Leviers de développement économique, mais aussi lieux de vie, les ports constituent un facteur d’attractivité important des territoires. Leur développement doit s’accompagner de mesures spécifiques pour préserver les milieux naturels dans lesquels ils s’inscrivent. Rejets de macro-déchets, des eaux usées issues des bateaux ou encore d’hydrocarbures… les pollutions susceptibles d’affecter les milieux aquatiques des zones portuaires sont multiples.
Zoom sur quatre innovations pour préserver la qualité de l’eau et protéger la biodiversité dans les ports.

Crédit : PictureReflex

Un drone aquatique qui surveille et nettoie les eaux portuaires

Les autorités du port de Rotterdam, l’un des plus grands ports au monde, ont mis en place une solution insolite pour lutter contre les macro-déchets : le Waste Shark. Développé par la société RanMarineTechnology, ce drone marin peut aspirer jusqu’à 500 kilos de déchets. De la taille d’une petite voiture, il est doté d’une « bouche » en forme d’ouverture située 35 cm sous le niveau de l’eau. En plus de collecter les déchets, Waste Shark recueille des données sur la qualité de l’eau, la météo et la profondeur des eaux portuaires, ensuite transmises aux autorités. Quatre « Waste Shark» ont ainsi été testés pendant 6 mois dans le port de Rotterdam dans le cadre d’un projet pilote.

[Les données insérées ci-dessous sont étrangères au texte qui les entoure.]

PR #904, opened 2026-02-02
fix: fixed contacts ordering

OMaudza:
Added collate method with no case option when sorting contacts


ycherniavskyi:
Task linked: [CU-869bvbuth [WT] WT-565: Contacts diverge from alphabetic order in PortaPhone Internal](https://app.clickup.com/t/869bvbuth)

SERDUN (approved):

PR #935, opened 2026-02-17
fix: fixed return button not working

OMaudza:
Fixed bug when return button does not work on Terms & Conditions screen in settings. Problem occurs when can not load web page.


SERDUN:
Need to clarify for not affect another flow

PR #936, opened 2026-02-17
fix: fixed localization issues in network settings

OMaudza:
Fixed issues with localization in network settings. Also added radio buttons and checkbox for 'Incoming Call Type' and 'SMS Fallback' accordingly


ycherniavskyi:
Task linked: [CU-869bw3ekc [WT] WT-566: Ukrainian 'Network settings' localizations issues in P1 Internal](https://app.clickup.com/t/869bw3ekc)

PR #990, opened 2026-03-04
fix: camera access exception on android

OMaudza:
Fixed CameraAccessException on Android. This error happens when user has two active video calls. When app calls build method of UserMediaBuilder for second video call, this exception is thrown. To fix this error additional checks for video tracks were added.


SERDUN:
Closing this one in favour of the proper fix at the native layer —
[WebTrit/flutter-webrtc#6](https://github.com/WebTrit/flutter-webrtc/pull/6) addresses the root cause
(`Camera2` being opened twice concurrently) without the risks around shared `MediaStream` ownership
or fragile index-based call lookup.

PR #999, opened 2026-03-12
fix: guard _handleRenegotiationNeeded against non-stable signaling state

SERDUN:
## Summary

- Replace `pcState != null` guard with `pcState == RTCSignalingState.RTCSignalingStateStable` to prevent `setLocalDescription` from being called in `have-remote-offer` or other non-stable states
- Add TOCTOU re-check after the async `createOffer({})` gap — if state changed in the meantime, log and skip `setLocalDescription`
- Remove outdated TODO comment that described this exact bug

## Problem

`_handleRenegotiationNeeded` was proceeding whenever `signalingState != null`, which includes `have-remote-offer`. This caused:

```
WEBRTC_SET_LOCAL_DESCRIPTION_ERROR: Failed to set local offer sdp: Called in wrong state: have-remote-offer
```

Triggered notably when `CalleeVideoOfferPolicy.includeInactiveTrack` fires `onRenegotiationNeeded` before the remote offer is processed.

## Test plan

- [x] Hold/unhold during active call — no crash
- [x] Mute/unmute video with `includeInactiveTrack` policy — renegotiation completes correctly
- [ ] Logs confirm `onRenegotiationNeeded signalingState` skips when state is `have-remote-offer`
- [ ] No regression on outgoing/incoming calls

### DIFF
--- a/lib/features/call/bloc/call_bloc.dart
+++ b/lib/features/call/bloc/call_bloc.dart
@@ -95,6 +95,7 @@ class CallBloc extends Bloc<CallEvent, CallState> with WidgetsBindingObserver im
   Timer? _presenceInfoSyncTimer;
 
   late final PeerConnectionManager _peerConnectionManager;
+  late final RenegotiationHandler _renegotiationHandler;
 
   final _callkeepSound = WebtritCallkeepSound();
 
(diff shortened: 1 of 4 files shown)


SERDUN:
Closing in favour of a consolidated PR that includes the ICE restart guard, renegotiation guard, and glare condition fix together.

PR #1054, opened 2026-04-02
fix(WT-1083): use processingStatus to guard outgoing call reconciliation

SERDUN:
## Summary

- Fixes a bug where outgoing calls with a failed `OutgoingCallRequest` would get permanently stuck during `StateHandshake` reconciliation
- Replaces the broad `acceptedTime == null && hungUpTime == null` skip with a precise check against `processingStatus`
- No new fields added — `CallProcessingStatus.outgoingOfferSent` already reliably indicates the request reached the server

## Details

During handshake reconciliation, the BLoC previously skipped **all** unacknowledged outgoing calls, even those whose `OutgoingCallRequest` had silently failed. Such calls were never in the server's line list, so they would be skipped on every subsequent handshake and remain stuck forever.

The fix: skip only calls where `processingStatus` is earlier than `outgoingOfferSent` (i.e. the request was never sent). If the status is `outgoingOfferSent` or `outgoingRinging` but the server has no record of the call → force-terminate it as dead.

### DIFF
--- a/lib/features/call/bloc/call_bloc.dart
+++ b/lib/features/call/bloc/call_bloc.dart
@@ -2563,13 +2563,11 @@ class CallBloc extends Bloc<CallEvent, CallState> with WidgetsBindingObserver im
       }
 
       // Skips outgoing calls that are still in-flight (OutgoingCallRequest not yet sent).
-      // Once processingStatus reaches outgoingOfferSent or later, the request has reached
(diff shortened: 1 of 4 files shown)


digiboridev (approved):

SERDUN:
Closing in favour of a fresh branch rebased on current develop.

PR #1077, opened 2026-04-07
refactor: move session buffer from SignalingHubModule to SignalingHubClient

SERDUN:
## Summary

Eliminates the duplicate `SignalingEventBuffer` in `SignalingHubModule` by moving it one level down into `SignalingHubClient`.

**Before:** two independent buffers in the pipeline:
- `SignalingHub._sessionBuffer` -- replay for new hub subscribers (cross-isolate)
- `SignalingHubModule._eventBuffer` -- replay for late `hubModule.events` subscribers

**After:** one buffer per pipeline level:
- `SignalingHub._sessionBuffer` -- replay for new hub subscribers (cross-isolate, unchanged)
- `SignalingHubClient._eventBuffer` + `snapshot` -- accumulates decoded events; `SignalingHubModule.events` replays from `_hubClient.snapshot` instead of maintaining its own buffer

`SignalingHubModule` no longer owns any buffering logic -- it delegates replay entirely to the client layer.

## Test plan

- [ ] `dart analyze lib/` -- no issues
- [ ] All 145 tests pass

### DIFF
--- a/packages/webtrit_signaling_service/webtrit_signaling_service_android/lib/src/hub/signaling_hub_client.dart
+++ b/packages/webtrit_signaling_service/webtrit_signaling_service_android/lib/src/hub/signaling_hub_client.dart
@@ -44,11 +44,20 @@ class SignalingHubClient {
   final SendPort _hubPort;
   final ReceivePort _receivePort = ReceivePort();
   final _controller = StreamController<SignalingModuleEvent>.broadcast();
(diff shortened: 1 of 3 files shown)


steamingscut-dev:
Closing: buffer count stays at 2 regardless of where the second buffer lives. Not a meaningful improvement.

PR #1088, opened 2026-04-09
fix: avoid Vulkan/Impeller init in signaling background engine

SERDUN:
## Overview

In `pushBound` mode the signaling WebSocket runs inside an Android foreground service that starts a separate Flutter engine (background isolate). The Dart entry point of that engine — `signalingServiceCallbackDispatcher` — used `WidgetsFlutterBinding.ensureInitialized()` to set up platform channels required by Pigeon.

`WidgetsFlutterBinding` initialises the full rendering stack (`RendererBinding` → Impeller → Vulkan). A background Flutter engine has no rendering surface and does not need any of that — it only needs a `BinaryMessenger` to communicate over platform channels.

## Changes

**Replace binding initialisation:**
`WidgetsFlutterBinding.ensureInitialized()` → `BackgroundIsolateBinaryMessenger.ensureInitialized(token)`, which sets up only a `BinaryMessenger` without touching the rendering stack. `WidgetsFlutterBinding` is retained as a fallback when the token is unexpectedly absent.

**Extract helper and pass messenger explicitly:**
The initialisation is extracted into `_ensureBinaryMessengerInitialized()` which returns `BinaryMessenger?`. The result is passed explicitly to both `PSignalingServiceFlutterApi.setUp(binaryMessenger: ...)` and `PSignalingServiceHostApi(binaryMessenger: ...)`, removing the implicit dependency on `ServicesBinding.defaultBinaryMessenger`.

The helper name reflects what it actually does — sets up a `BinaryMessenger`, not a Flutter binding.

## Files changed

- `packages/webtrit_signaling_service/webtrit_signaling_service_android/lib/src/isolate/entry_point.dart`

## Test plan

- [ ] Build and install a debug APK
- [ ] Log in, make a call to confirm signaling works normally
- [ ] Confirm logcat shows `BackgroundIsolateBinaryMessenger initialised` from the background isolate thread (no Impeller/Vulkan init)
- [ ] Confirm `synchronizeIsolate succeeded` appears in logcat within 1–2 s of service start

### DIFF
--- a/packages/webtrit_signaling_service/webtrit_signaling_service_android/lib/src/isolate/entry_point.dart
+++ b/packages/webtrit_signaling_service/webtrit_signaling_service_android/lib/src/isolate/entry_point.dart
@@ -1,6 +1,6 @@
 import 'dart:ui' show RootIsolateToken;
 
-import 'package:flutter/services.dart' show BackgroundIsolateBinaryMessenger;
+import 'package:flutter/services.dart' show BackgroundIsolateBinaryMessenger, BinaryMessenger;
 import 'package:flutter/widgets.dart' show WidgetsFlutterBinding;
 import 'package:logging/logging.dart';
 import 'package:logging_appenders/logging_appenders.dart';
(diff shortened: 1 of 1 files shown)


SERDUN:
Closing — the BackgroundIsolateBinaryMessenger approach is incompatible with bidirectional Pigeon channels (setMessageHandler is not supported). The Samsung Vulkan hang requires a different fix at the Kotlin level.

PR #1090, opened 2026-04-10
fix(android): minimize app instead of destroying Activity when back pressed at root

SERDUN:
## Problem

When a user presses Back on the root screen while an active call is in progress, Android destroys `MainActivity` instead of moving it to the background. This tears down the Flutter engine and the entire WebRTC stack, causing the call to drop.

Observed sequence in logcat:
1. `onKeyDown(KEYCODE_BACK)` on root screen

Un collecteur de macro-déchets flottants

Seabin est une poubelle automatisée qui collecte les déchets flottants et les hydrocarbures présents dans les ports et les marinas. Conçue par deux passionnés de surf, Andrew Turton and Pete Ceglinski, elle fonctionne à l’aide d’une pompe qui aspire les déchets flottants dans un sac conçu à partir de fibres naturelles. Avec son partenaire industriel Poralu Marine, Seabin Project étudie la possibilité de fabriquer ses « poubelles de mer » à partir de plastique recyclé, avec pour objectif à terme de les construire à partir des déchets plastiques qu’elles auront-elles-mêmes collectés.



Le génie écologique au service de la restauration des milieux portuaires

A Marseille, deux projets innovants de génie écologique ont été mis en œuvre pour enrichir la qualité environnementale des zones portuaires.

Le projet Bionurse, développé par la Métropole et SUEZ vise à dynamiser la biodiversité marine au sein du port de plaisance de la Pointe Rouge. Les ports ont pris la place des petits fonds côtiers, et n’offrent pas les abris nécessaires aux jeunes poissons particulièrement vulnérables aux prédateurs. Face à ce constat, le projet Bionurse a consisté à développer dans le port de la Pointe Rouge des nurseries pour ces juvéniles, par le biais d’habitats artificiels imitant les herbiers de posidonies. Les juvéniles peuvent ainsi s’abriter et se développer jusqu’à atteindre leur taille adulte et rejoindre le large pour se reproduire. Cette expérimentation, qui s’étend sur 65 mètres, fait l’objet d’un suivi scientifique par comptage vidéo.

Un second projet a été déployé avec le Grand Port Maritime de Marseille et l’Agence de l’eau Rhône Corse Méditerranée pour réintroduire la cystoseire, une algue brune endémique de la Méditerranée, au sein du port. Ce projet, appelé Re-Cyst, a pour objectif plus global de restaurer la flore marine impactée par les activités humaines. La cystoseire est en effet une espèce fragile, dont le développement permet de recréer un habitat pour la faune et la flore et de reconstituer des ressources en nourriture pour de nombreuses espèces. Il s’agit par ailleurs d’un indicateur du bon état écologique des petits fonds côtiers. Le projet, qui a fait l’objet d’un suivi scientifique sur trois ans, a été étendu à la restauration en milieu naturel au sein du Parc National des Calanques.